(INPUT DATA begins)

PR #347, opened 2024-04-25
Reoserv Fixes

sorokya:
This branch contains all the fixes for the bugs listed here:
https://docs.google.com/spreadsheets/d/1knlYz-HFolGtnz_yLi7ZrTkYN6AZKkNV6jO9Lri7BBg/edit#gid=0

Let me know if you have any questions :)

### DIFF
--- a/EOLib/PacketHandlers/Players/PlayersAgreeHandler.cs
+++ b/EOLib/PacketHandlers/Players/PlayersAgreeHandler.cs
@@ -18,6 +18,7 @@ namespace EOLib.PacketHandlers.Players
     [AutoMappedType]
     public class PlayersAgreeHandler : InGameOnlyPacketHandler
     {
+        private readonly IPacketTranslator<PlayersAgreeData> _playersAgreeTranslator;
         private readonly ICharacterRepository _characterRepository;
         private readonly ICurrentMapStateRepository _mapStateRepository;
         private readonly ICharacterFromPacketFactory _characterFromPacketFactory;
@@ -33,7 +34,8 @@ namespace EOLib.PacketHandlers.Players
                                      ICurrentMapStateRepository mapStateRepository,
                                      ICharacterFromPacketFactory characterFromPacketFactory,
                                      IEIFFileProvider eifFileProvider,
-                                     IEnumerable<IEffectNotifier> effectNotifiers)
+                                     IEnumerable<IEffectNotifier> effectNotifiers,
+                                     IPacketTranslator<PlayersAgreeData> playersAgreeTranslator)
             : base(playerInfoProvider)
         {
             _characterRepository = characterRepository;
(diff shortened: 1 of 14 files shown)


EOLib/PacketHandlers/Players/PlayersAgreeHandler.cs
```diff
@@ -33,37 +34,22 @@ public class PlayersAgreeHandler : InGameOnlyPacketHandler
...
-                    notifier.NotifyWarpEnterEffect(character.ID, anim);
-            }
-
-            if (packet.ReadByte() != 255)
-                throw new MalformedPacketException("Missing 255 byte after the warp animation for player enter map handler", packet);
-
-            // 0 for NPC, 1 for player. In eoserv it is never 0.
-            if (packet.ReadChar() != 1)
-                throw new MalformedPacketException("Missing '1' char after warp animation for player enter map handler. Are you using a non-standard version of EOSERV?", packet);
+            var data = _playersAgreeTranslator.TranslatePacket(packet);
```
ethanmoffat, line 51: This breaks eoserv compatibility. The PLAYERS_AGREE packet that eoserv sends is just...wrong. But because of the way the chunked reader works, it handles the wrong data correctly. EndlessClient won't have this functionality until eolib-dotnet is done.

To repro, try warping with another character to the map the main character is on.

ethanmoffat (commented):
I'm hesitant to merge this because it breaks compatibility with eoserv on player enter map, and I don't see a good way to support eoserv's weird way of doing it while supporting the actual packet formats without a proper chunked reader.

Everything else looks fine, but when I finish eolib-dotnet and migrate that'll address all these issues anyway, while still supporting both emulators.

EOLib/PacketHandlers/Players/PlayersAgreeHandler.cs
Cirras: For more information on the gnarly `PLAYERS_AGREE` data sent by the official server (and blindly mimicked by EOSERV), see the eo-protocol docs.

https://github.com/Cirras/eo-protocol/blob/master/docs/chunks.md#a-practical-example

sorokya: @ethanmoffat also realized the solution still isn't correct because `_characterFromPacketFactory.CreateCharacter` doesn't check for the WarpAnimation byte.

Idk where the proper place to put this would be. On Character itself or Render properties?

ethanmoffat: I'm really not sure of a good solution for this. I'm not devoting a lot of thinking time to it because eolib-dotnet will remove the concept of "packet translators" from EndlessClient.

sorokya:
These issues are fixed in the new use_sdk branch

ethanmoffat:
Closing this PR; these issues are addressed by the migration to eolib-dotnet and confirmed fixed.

(INPUT DATA ends)

> YOUR TASK:
Using the listing above, state the count of lines that include "ICurrentMapStateRepository" and nothing else.

> WRITTEN RESPONSE:
2